We thank doctors for their COVID response. Why do we bash Philip Lowe?

The headquarters of Australia’s central bank is an office tower situated directly across from Australia’s oldest hospital. Sydney Hospital, in turn, backs out on to a leafy expanse of grass known as The Domain.

During the early days of the COVID outbreak, health officials warned Reserve Bank staff that the hospital and Domain could soon be the site of a temporary outdoor morgue, as hospitals around the country braced for an influx of COVID patients and deaths.

RBA governor Philip Lowe faced a difficult interest rates balancing act.Credit:Louie Douvis

With similar scenarios playing out around the world, particularly in parts of Europe, it didn’t seem too far-fetched. So, as health authorities scrambled into action, Australia’s top central bankers decided to go hell for leather to do their job to sandbag the Australian economy from the threat of a jobless rate at 15 per cent plus.

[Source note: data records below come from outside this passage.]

PR #597, opened 2026-08-28
RFC-3: Add Review 2 from Fideus Labs

thewtex:
Co-authored-by: Valentin Boussot <valentin@fideus.io>

### DIFF
--- a/rfc/3/reviews/2/index.md
+++ b/rfc/3/reviews/2/index.md
@@ -1,0 +1,100 @@
+# RFC-3: Review 2
+
+(rfcs:rfc3:review2)=
+
+## Review authors
+
+- Matthew McCormick, Fideus Labs
+- Valentin Boussot, Fideus Labs
+
+## Conflicts of interest (optional)
+
+The review authors develop and maintain [ngff-zarr](https://github.com/fideus-labs/ngff-zarr) and related open-source OME-Zarr tooling.
+
+The review is supported by a contract from Image Coop, under Biohub (prime).
+
+## Summary
+
+We thank the author and endorsers for this well-motivated proposal. We agree with the underlying need that RFC-3 addresses, and we find the use cases compelling and important: vendor dimensions such as the H, I, and V axes in Zeiss CZI files; FLIM decay axes; EBSD diffraction patterns and orientation maps; diffusion tensor imaging; Fourier-domain data; multi-coarseness segmentations and overlapping masks; and computational outputs such as parameter sweeps. The current restrictions on the number, names, ordering, and type of dimensions have genuinely limited the conversion of existing datasets, adoption by vendors, and use of OME-Zarr as an acquisition-time format. We support expanding the specification to meet the need of these communities.
+
+In order to preserve shared understanding of meaning, interoperability, and consistent application, we propose encouragement of standardized meaning, names, and identifiers for FAIR-ness. Our remaining concerns are about the consistency of the proposed normative text with itself and with the 0.6rc0 specification it is inserted into, about the semantics of two of the new rules, about how conformance is described, and about the guidance the new freedom calls for. We believe all of them are addressable with minor revisions, enumerated in the acceptance criteria checklist under our recommendation below.
+
+## Significant comments and questions
+
+### Axis ordering: the performance discussion and a SHOULD recommendation
+
+We disagree with part of the analysis in the Performance section. Axis order determines memory layout, and memory access patterns and cache locality make it important for standard use across the tooling written for `...ZYX` data. We agree that a fixed order does not need to be a MUST; real-time acquisition systems, for example, should be able to write in the acquired memory layout without transformation. However, the argument that Zarr chunk shapes make axis ordering unimportant addresses reads from storage, not the in-memory layout that libraries and viewers work with. We request that the specification include a statement that, if present, the `t`, `c`, `z`, `y`, `x` axes SHOULD occur in that order.
+
+### Axis types: encourage use and provide naming guidance
+
+The 0.6rc0 axes metadata already says that an axis SHOULD contain the field `type`, with a list of well-known values and a MAY for custom strings. RFC-3 keeps that sentence but does not restate the `type` recommendation in its own rules 1 to 3 (the Proposal paragraph does), and it gives no guidance on how custom types should be named, so `lifetime`, `decay`, and `flim` can all appear for the same axis. We ask that the rules carry the `type` recommendation alongside the names, and that the RFC provide guidance, with examples, on how and what to name custom types.
+
+### Frequency axis naming collides with the uniqueness rule
+
+Rule 4 recommends `w`, `v`, `u` for the spatial frequencies of `z`, `y`, `x`, and `w` or `ω` for the temporal frequency of `t`. Rule 5 then requires that axis names MUST NOT be repeated. A `t, z, y, x` time lapse taken into the Fourier domain and named per rule 4 becomes `w, w, v, u`, which rule 5 forbids. The recommended temporal frequency name should be distinct from the spatial ones; which name is up to the authors.
+
+### Normative `SHOULD` in rule 3
+
+Rule 3 reads "it should be named `t`", lowercase, whereas rules 1 and 2 use `SHOULD` and the Proposal paragraph says the time axis "SHOULD have name "t" and type "time"". Since the specification reads these key words per RFC 2119, the lowercase form is non-normative once inserted. We ask for `SHOULD`.
+
+### Scope of axis name uniqueness
+
+Rule 5 says names MUST NOT be repeated "within a dataset". The 0.6rc0 axes metadata says they "MUST be unique within the same coordinate system". A multiscales object can define several coordinate systems that naturally share axis names (the specification's own unitless example has `intrinsic` and `array` coordinate systems both using `y` and `x`), and "dataset" is also the specification's term for a resolution level. Unless a stronger requirement is intended, we ask that rule 5 say "within the same coordinate system"; if it is intended, the scope should be stated and reconciled with the existing sentence.
+
+### Rule 6 is not testable for custom axes
+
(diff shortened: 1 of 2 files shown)


thewtex:
CC @joshmoore @jni @vboussot

rfc/3/reviews/2/index.md
```diff
@@ -0,0 +1,100 @@
...
+
+## Significant comments and questions
+
+### Axis ordering: the performance discussion and a SHOULD recommendation
+
+We disagree with part of the analysis in the Performance section. Axis order determines memory layout, and memory access patterns and cache locality make it important for standard use across the tooling written for `...ZYX` data. We agree that a fixed order does not need to be a MUST; real-time acquisition systems, for example, should be able to write in the acquired memory layout without transformation. However, the argument that Zarr chunk shapes make axis ordering unimportant addresses reads from storage, not the in-memory layout that libraries and viewers work with. We request that the specification include a statement that, if present, the `t`, `c`, `z`, `y`, `x` axes SHOULD occur in that order.
```
d-v-b, line 26: in the context of Zarr, logical axis order does not determine memory layout of decoded chunks. The Zarr V3 spec very deliberately treats the memory layout of decoded chunks as an implementation concern. That means two different implementations can decode the same Zarr chunks into different memory layouts. 

Also, codecs like [`transpose`](https://github.com/zarr-developers/zarr-specs/blob/main/docs/v3/codecs/transpose/index.rst) may change the logical order of array axes without affecting the memory layout.

And even if the Zarr spec did guarantee an in-memory layout for decoded chunks, time-based analysis benefits from different data locality from space-based analysis. So there is simply no generally performant layout that works for all analysis patterns.

Thus I would not recommend any particular order with a SHOULD statement, but the RFC could devote some language to explaining the points above, and we should explain how data consumers can signal to users which layouts are efficient and which are not. But I believe this will always be tool-specific.

rfc/3/reviews/2/index.md
```diff
@@ -0,0 +1,100 @@
...
+
+### Forward Compatibility is out of date
+
+The section still describes coordinate transformations as "a draft proposal" (linking [ome/ngff#138](https://github.com/ome/ngff/pull/138)) that "would need to be updated" after RFC-3, while the Background of the same RFC states that 0.6 incorporates RFC-5. We ask that the section describe the 0.6rc0 state and name what remains to reconcile, namely the vector-axis placement wording and the rotation matrix enumeration, without RFC-3 having to resolve them.
+
+### Dataset conformance versus partial implementations
+
+The Testing section says that implementations "may check their compliance with this RFC using these datasets" and that "software is considered compliant if it provides an informative error message". These are two different things: a 6D dataset with two time axes is conformant, while a viewer that rejects it with a clear message is a partial implementation, not an implementation of the RFC. We ask for distinct terms (conformant datasets, supported features), with the informative error stated as expected behaviour for unsupported features rather than as the definition of compliance.
```
d-v-b, line 58: I suspect every numerical library with support for N-dimensional arrays will set an upper limit on the number of supported array dimensions. NumPy's current limit is [64](https://numpy.org/devdocs/reference/c-api/array.html#c.NPY_MAXDIMS). So technically this makes any ome-zarr package relying on numpy a partial implementation. 

If we don't want to label nearly all implementations as partial, maybe the RFC should define a recommended upper bound on the number of dimensions, based on the limits of known Zarr implementations.

d-v-b:
this is great! i had 2 inline comments about logical axis order and dimension limits

rfc/3/reviews/2/index.md
thewtex: This belongs in a different Comment or Review.

thewtex:
> i had 2 inline comments about logical axis order and dimension limits

@d-v-b please put these in your Comment or Review.

rfc/3/reviews/2/index.md
thewtex: We are referring to the default transpose and memory layout here. We are also referencing the most common analysis pattern, not all analysis patterns. We very strongly think a SHOULD statement is appropriate.

lubianat (approved):

rfc/3/reviews/2/index.md
```diff
@@ -0,0 +1,100 @@
...
+
+### Frequency axis naming collides with the uniqueness rule
+
+Rule 4 recommends `w`, `v`, `u` for the spatial frequencies of `z`, `y`, `x`, and `w` or `ω` for the temporal frequency of `t`. Rule 5 then requires that axis names MUST NOT be repeated. A `t, z, y, x` time lapse taken into the Fourier domain and named per rule 4 becomes `w, w, v, u`, which rule 5 forbids. The recommended temporal frequency name should be distinct from the spatial ones; which name is up to the authors.
+
+### Normative `SHOULD` in rule 3
+
+Rule 3 reads "it should be named `t`", lowercase, whereas rules 1 and 2 use `SHOULD` and the Proposal paragraph says the time axis "SHOULD have name "t" and type "time"". Since the specification reads these key words per RFC 2119, the lowercase form is non-normative once inserted. We ask for `SHOULD`.
```
jni, line 38: Sorry can you clarify this? I don't understand. Are you saying that the recommendation should specify a *lowercase* "t" explicitly?

rfc/3/reviews/2/index.md
```diff
@@ -0,0 +1,100 @@
...
+
+### Rule 6 is not testable for custom axes
+
+Rule 6 requires that "the order of the axes MUST match their ordering within the data if applicable". For `coordinate` and `displacement` axes this matches what RFC-5 already defines ("the `i`th value of the array along the `coordinate` or `displacement` axis refers to the `i`th output axis"). For the other axes the RFC motivates, such as a length-6 diffusion tensor axis, Euler angles, or quaternions, nothing in the axes metadata defines what index 0 is, so there is no ordering to match and the MUST cannot be checked. We are not asking RFC-3 to standardize tensor layouts; we ask that rule 6 be scoped to axes whose component semantics the specification defines, or reworded as guidance.
```
jni, line 46: I feel like "if applicable" is already doing the work requested here...

I disagree about diffusion tensors: if the image spatial axes have order zyx, then my diffusion tensor MUST look like:

```
[[Dzz, Dzy, Dzx],
 [Dyz, Dyy, Dyx],
 [Dxz, Dxy, Dxx]]
```

and MUST NOT look like:

```
[[Dxx, Dxy, Dxz],
 [Dyx, Dyy, Dyz],
 [Dzx, Dzy, Dzz]]
```

and vice-versa. There's multiple ways to encode the symmetric tensor as a 1D vector but my expectation is that the first and last element should be constrained by the language.

rfc/3/reviews/2/index.md
```diff
@@ -0,0 +1,100 @@
...
+
+### The list of specification changes is not exhaustive
+
+The Proposal states that "No further changes to the specification document are proposed by this RFC." The 0.6rc0 hierarchy diagram still says "All image arrays must be up to 5-dimensional with the axis of type time before type channel, before spatial axes"; the `coordinates` and `displacements` constraints still place the vector axis "after a time axis (if present) and before the spatial axes", which relies on the ordering RFC-3 removes; and the schemas keep the same limits (`axes.schema` `maxItems: 5` and two or three `space` axes, `mapAxis` and `projectAxis` indices bounded to 0..4, `rotation` matrices 2x2 to 5x5 only). The 0.9.dev1 draft ([ome/ngff-spec#190](https://github.com/ome/ngff-spec/pull/190)) had to change all of these and flags the `rotation` enumeration as "incompatible with RFC-3 but cannot be easily extended". We ask that the list be made exhaustive, text and schemas, or that the sentence be replaced by one that says consequential edits are expected and names the known ones.
```
jni, line 50: Noted. This oversight is an artifact of the RFC being originally authored around the time 0.5 was released.

rfc/3/reviews/2/index.md
vboussot: Ah sorry, badly worded on my side! Nothing about `t`, which is perfect. I meant the word "should": rules 1 and 2 use the RFC 2119 `SHOULD`, rule 3 spells it lowercase, so in the spec it would read as plain prose instead of a recommendation. Capitalizing it is the whole ask.

rfc/3/reviews/2/index.md
vboussot: Fair point on "if applicable", it does cover things like Euler angles or quaternions. What we're really asking is for the rule to say which axis types it applies to; today that's `coordinate` and `displacement`, where RFC-5 defines the mapping.

For the tensor as a matrix, your example is clear, agreed. It's the flattened single-axis form that worries me: first and last element don't pin it down. `Dzz, Dzy, Dzx, Dyy, Dyx, Dxx` and `Dzz, Dzy, Dyy, Dzx, Dyx, Dxx` both start with `Dzz`, end with `Dxx`, and follow `zyx`, yet they're different (C-style row-major vs LAPACK packed storage). So two writers can both satisfy the MUST and still disagree. Just naming the applicable types would fix it, no need for RFC-3 to standardize tensor packing.

d-v-b: memory order vs dimension order has [come up already](https://github.com/ome/ngff/pull/597#discussion_r3886011001), it would be helpful to get an explanation of what "ordering within the data" is intended to mean, as in this sentence: 

> "the order of the axes MUST match their ordering within the data if applicable"

There's the expectation (and need) that the list of axes declared in ome zarr metadata match _something_. Zarr V3 does not guarantee memory-order stability across implementations. So you can't require that ND arrays be decoded to C or F ordered memory, or even that they be decoded to contiguous memory at all, and so you can't require that any logical array element appear in any particular order in the in-memory representation of a decoded chunk. Implementations just have to agree on the _logical_ order of dimensions, and that's given by the `dimension_names` field. This is a subtle point, and I get the feeling that some folks in the conversation are working with the assumption that there's a "default memory order". Maybe ome-zarr can impose one? but it would be an uphill battle against a core feature of the zarr v3 spec.

joshmoore:
Thanks for the clarifying comments. Merging in expectation of @jni's response.

PR #599, opened 2026-08-31
RFC-4: give the orientation slot its range directly

vboussot:
`orientation` on `SpaceAxis` carries a one-element `any_of` and no `range`, so the generator emits the default string range beside the reference:

```json
"anyOf": [{"$ref": "#/$defs/AnatomicalOrientation"}, {"type": "null"}],
"type": "string"
```

Both constraints apply, so this branch of the schema rejects every oriented axis and `null` alike; a document only validates through the generic `Axis` branch of the axes `anyOf`, which checks less than `SpaceAxis` means to.

Stating the range directly removes the stray `type`, keeps the `null` branch the description promises, and lets `orientation.ts` type the attribute `AnatomicalOrientation` rather than `string`. Regenerated with `pixi run gen-all`; the markdown keeps the `orphan: true` front matter from 0d68c8b.

Independent of #595, which touches the same generated files; whichever merges second regenerates cleanly.


thewtex (approved):
👍

jo-mueller (approved):

PR #605, opened 2026-09-07
Update RFC-5 status

kevinyamauchi:
This PR updates the status of RFC-5 in the status table to "Implementation". An alternative would be "S3 update implementations), which is closer to the language in the RFC-1 flow chart, but I think "Implementation" more closely matches the language in the rest of the table.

In March 2020, the bank unveiled a four-part plan of attack, including a massive program of government bond buying, a facility to give cheap credit to banks, a commitment to keep the yield payable on three-year government bonds at an ultra-low level and, finally, the explicit use of a little known policy tool – at least in an Australian context – of so-called “forward guidance”. Forward guidance is when central banks give explicit guidance on the likely future path of interest rates in a bid to influence lending rates.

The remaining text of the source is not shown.